Directions :: Go through the data below and copy each line where the word "that" occurs.

Dataset entries below:

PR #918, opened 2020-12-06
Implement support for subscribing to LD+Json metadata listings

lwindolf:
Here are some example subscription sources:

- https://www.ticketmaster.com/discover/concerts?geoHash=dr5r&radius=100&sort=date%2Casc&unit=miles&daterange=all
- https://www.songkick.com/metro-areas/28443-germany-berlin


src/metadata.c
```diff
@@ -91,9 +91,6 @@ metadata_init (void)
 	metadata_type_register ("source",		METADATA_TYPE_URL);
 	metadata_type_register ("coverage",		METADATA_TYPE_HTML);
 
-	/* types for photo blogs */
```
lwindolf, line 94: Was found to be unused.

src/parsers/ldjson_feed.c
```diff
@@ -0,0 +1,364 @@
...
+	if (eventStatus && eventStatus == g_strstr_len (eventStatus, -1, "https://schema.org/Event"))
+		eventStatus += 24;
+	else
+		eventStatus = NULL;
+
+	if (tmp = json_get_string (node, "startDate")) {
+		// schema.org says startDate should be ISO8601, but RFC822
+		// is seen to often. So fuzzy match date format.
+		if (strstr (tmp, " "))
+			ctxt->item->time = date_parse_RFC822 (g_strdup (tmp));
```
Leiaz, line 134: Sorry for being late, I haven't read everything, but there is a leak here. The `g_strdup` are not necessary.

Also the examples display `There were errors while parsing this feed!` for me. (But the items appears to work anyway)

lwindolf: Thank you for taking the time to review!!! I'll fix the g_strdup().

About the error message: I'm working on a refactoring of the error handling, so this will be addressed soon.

End of Dataset entries.
Dataset entries below:

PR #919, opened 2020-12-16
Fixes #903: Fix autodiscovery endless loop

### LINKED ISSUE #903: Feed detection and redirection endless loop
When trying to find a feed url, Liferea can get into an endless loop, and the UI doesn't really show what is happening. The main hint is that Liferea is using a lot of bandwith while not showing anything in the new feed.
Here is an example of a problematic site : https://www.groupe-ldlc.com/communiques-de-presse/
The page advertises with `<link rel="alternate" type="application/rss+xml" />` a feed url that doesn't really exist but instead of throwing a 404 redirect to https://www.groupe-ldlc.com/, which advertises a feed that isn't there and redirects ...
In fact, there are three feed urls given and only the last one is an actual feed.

End of Dataset entries.

Result for this task ::
When trying to find a feed url, Liferea can get into an endless loop, and the UI doesn't really show what is happening. The main hint is that Liferea is using a lot of bandwith while not showing anything in the new feed.
The page advertises with `<link rel="alternate" type="application/rss+xml" />` a feed url that doesn't really exist but instead of throwing a 404 redirect to https://www.groupe-ldlc.com/, which advertises a feed that isn't there and redirects ...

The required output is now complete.